Présidentielle en Algérie : la campagne se poursuit dans une ambiance morose et violente

A l’approche de la présidentielle algérienne du 17 avril, la campagne électorale se poursuit dans une ambiance terne, et même violente comme ce fut le cas ce dimanche à Béjaïa.

(De notre correspondant)

Les Algériens vont assister à la troisième semaine de la campagne électorale pour la présidentielle du 17 avril, avec pour seule certitude : des résultats connus d’avance. Tel est le sentiment qui empreint les préparatifs de cette joute qui ne connait pas encore d’envolées à la hauteur de son impact sur l’avenir politique du pays. Si la campagne en question ne semble pas emballer grand monde, notamment dans les régions du centre du pays, et particulièrement la Kabylie où la population s’oppose au quatrième mandat du président-candidat Abdelaziz Bouteflika.

Des incidents sont à déplorer en Kabylie. A Béjaïa, Abdelmalek Sellal, directeur de campagne de Bouteflika, a été empêché, ce dimanche, de tenir son meeting par des masses en furie qui criait à tue-tête : « Djazair horra dimocratia »(l’Algérie libre et démocratique). Plusieurs dizaines de citoyens se sont rassemblés devant la Maison de la culture de la ville pour s’opposer catégoriquement au quatrième mandat, avant que la manifestation ne se transforme en affrontements entre policiers et manifestants qui ont déversé leur fiel sur tout ce qui symbolise l’état. Résultat : la Maison de la culture incendiée et plusieurs édifices publics touchés, sans compter les blessés.

Le représentant du candidat Abdelaziz Bouteflika a néanmoins réussi à tenir son meeting à Tizi-Ouzou, en raison d’un important dispositif de sécurité mis en place pour empêcher tout dérapage.
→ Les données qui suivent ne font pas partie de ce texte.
PR #943, opened 2026-04-23
fix: Don't allow Curve tokens to be zero address

tamaralipows:
In the CurveExecutor , tokenIn is turned into address(0) if it matches nativeToken. Same for tokenOut. However, both tokenIn and tokenOut can also be set to address(0) directly. This could have produced the situation where tokenIn = address(0) and transferType = ProtocolWillDebit.


Troshchk (approved):
Looks good, thank you!

PR #946, opened 2026-04-23
feat: add limit on number of tries while searching token slots

Troshchk:


crates/tycho-ethereum/src/services/entrypoint_tracer/slot_detector.rs
```diff
@@ -33,12 +33,16 @@ type SlotValues = Vec<((Address, Bytes), U256)>;
...
+/// Maximum number of slot test retries per token before giving up.
+const MAX_SLOT_TEST_RETRIES: u8 = 5;
+
 #[derive(Debug, Clone)]
 pub(crate) struct SlotMetadata {
     token: Address,
     original_value: U256,
     test_value: U256,
     all_slots: SlotValues,
+    retries: u8,
```
dianacarvalho1: do we need to add this to the metada? 🤔

dianacarvalho1: I'm not super familiar with this code but I'm wondering if this is really needed

dianacarvalho1 (commented):
Thank you! Tiny comment

crates/tycho-ethereum/src/services/entrypoint_tracer/slot_detector.rs
Troshchk: As an alternative, `metadata.all_slots` can be truncated to only contain `MAX_SLOT_TEST_RETRIES` number of slots. In this case there is no need to add retries to metadata. Do you think that would be better?

tamaralipows: I also don't remember super well - this can't just live in the code?

Edit: sorry didn't see your reply when I sent this

I think that would be fine - we aren't logging all the slots anywhere else right? There is no reason we would need all?

Troshchk: Ok, will make a change 👍

dianacarvalho1 (approved):

tamaralipows (approved):
Thank you!

PR #953, opened 2026-04-27
feat(indexer): add granular DCI cache metrics

zizou0x:
Break down the single dci_cache_size metric into per-sub-cache gauges to enable quick identification of which cache component and which tracked contract is responsible for memory spikes.

New metrics (emitted every 60s alongside existing dci_cache_size):
- dci_cache_subcache_size{subcache} — deep_size_of per sub-cache
- dci_cache_subcache_key_count{subcache} — unique key count per sub-cache
- dci_cache_pending_layers — pending block layer depth
- dci_cache_tracked_contracts_max_slots — slot count of largest contract

New structured info log with top 10 tracked contracts by slot count, including addresses for direct investigation and blacklisting.

### DIFF
--- a/crates/tycho-indexer/src/extractor/dynamic_contract_indexer/cache.rs
+++ b/crates/tycho-indexer/src/extractor/dynamic_contract_indexer/cache.rs
@@ -303,10 +303,10 @@ impl DCICache {
                 .pending_layer_count() as f64,
         );
 
-        let snapshot = self.tracked_contracts.iter_latest();
-        let mut by_slots: Vec<_> = snapshot
-            .iter()
-            .map(|(addr, slots)| (*addr, slots.len()))
+        let mut by_slots: Vec<_> = self
+            .tracked_contracts
+            .iter_latest()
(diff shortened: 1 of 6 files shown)


tvinagre (approved):

crates/tycho-indexer/src/extractor/dynamic_contract_indexer/cache.rs
```diff
@@ -435,6 +582,23 @@ where
...
     }
 
+    /// Returns the number of pending block layers.
+    pub(super) fn pending_layer_count(&self) -> usize {
+        self.pending.len()
+    }
+
+    /// Returns a snapshot of all unique keys with their latest value.
+    /// Pending layers take precedence over the permanent layer.
+    pub(super) fn iter_latest(&self) -> HashMap<&K, &V> {
```
louise-poole: If it returns a snapshot and not an iterator, why is it called 'iter_'? 👀

louise-poole (approved):
One small comment, otherwise approved!

PR #957, opened 2026-04-28
fix: handle short byte slices in ResponseAccount B256 conversion

tvinagre:
## Summary
- Remove dead fields (`balance_modify_tx`, `code_modify_tx`, `creation_tx`, `code_hash`) from simulation-side `ResponseAccount` — none were read by any consumer
- Convert `From` impls to `TryFrom` with `ConversionError` for `ResponseAccount` and `AccountUpdate`, eliminating all panicking `from_slice` calls
- Remove the now-unused `bytes_to_b256` helper from `u256_num.rs`

## Root cause

When a new contract is discovered by the indexer (e.g. via DCI) but its block hasn't finalized yet, the account only exists in the `PendingDeltasBuffer` — not in the DB. If a client queries `/contract_state` for that address during this window, `PendingDeltasBuffer::get_account()` builds the account entirely from pending deltas via `AccountDelta::into_account_without_tx()`. That method sets `balance_modify_tx` and `code_modify_tx` to `Bytes::from("0x00")` (1 byte) because no real tx hash is available — the tx context is dropped during the `BlockChanges → BlockAggregatedChanges` aggregation step.

When the client deserializes this response and converts `dto::ResponseAccount` into `tycho_simulation::ResponseAccount`, `B256::from_slice` expected exactly 32 bytes and panicked on the 1-byte sentinel.

The fix removes these unused fields entirely from the simulation struct and replaces all `From` impls with `TryFrom` to prevent panics from short byte slices.

## Test plan
- [x] Unit test: valid 20-byte address converts successfully
- [x] Unit test: short address returns `ConversionError`
- [x] All existing simulation tests pass (27 failures are pre-existing env-dependent tests)

### DIFF
--- a/crates/tycho-simulation/src/evm/decoder.rs
+++ b/crates/tycho-simulation/src/evm/decoder.rs
@@ -336,7 +336,10 @@ where
                     .get_vm_storage()
                     .iter()
                 {
-                    let account: ResponseAccount = value.clone().into();
+                    let account: ResponseAccount = value
+                        .clone()
+                        .try_into()
+                        .map_err(|e| StreamDecodeError::Fatal(format!("{e}")))?;
 
                     if state_guard.tokens.contains_key(key) {
                         let original_address = account.address;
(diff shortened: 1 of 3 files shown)


zizou0x (approved):
Nice, thanks! LGTM 🚀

Des manifestants, pour la plupart étudiants, brandissaient des cartes et scandaient : « pouvoir assassin ! ». Ceux-ci avaient lancé un appel, il y a quelques jours, à un rassemblement devant la Maison de la culture pour « dénoncer une farce électorale d’un candidat absent des radars, effectuée avec l’argent du contribuable » et dire « non à la propagande qui veut faire du pays une dictature révolue ». « Nous continuons de persister dans notre démarche et opposons un non catégorique à cette mascarade durant laquelle des sommes faramineuses sont dépensées. Cet argent est le nôtre, si on l’utilise à bon escient on pourra aisément sortir la tête de l’eau », fait remarquer un étudiant de Tizi-Ouzou.

La « surmédiatisation » de la présidentielle par les médias publics, notamment la télévision, n’a pas réussi à retenir l’attention de la rue ni éveiller sa conscience sur sa particularité. Si ce n’est les quelques affiches qui ornent les murs des cités ici et là à travers le territoire, rien n’indique qu’un événement marquant se prépare.

« L’ambiance n’est pas au grand jour et les citoyens sont partis du principe que les résultats sont connus d’avance, ce qui renseigne un peu sur la morosité qui empreint les préparatifs de cette importante joute pour l’avenir du pays », affirme Mohamed R., écrivain et journaliste à la Maison de la presse Tahar Djaout à Alger.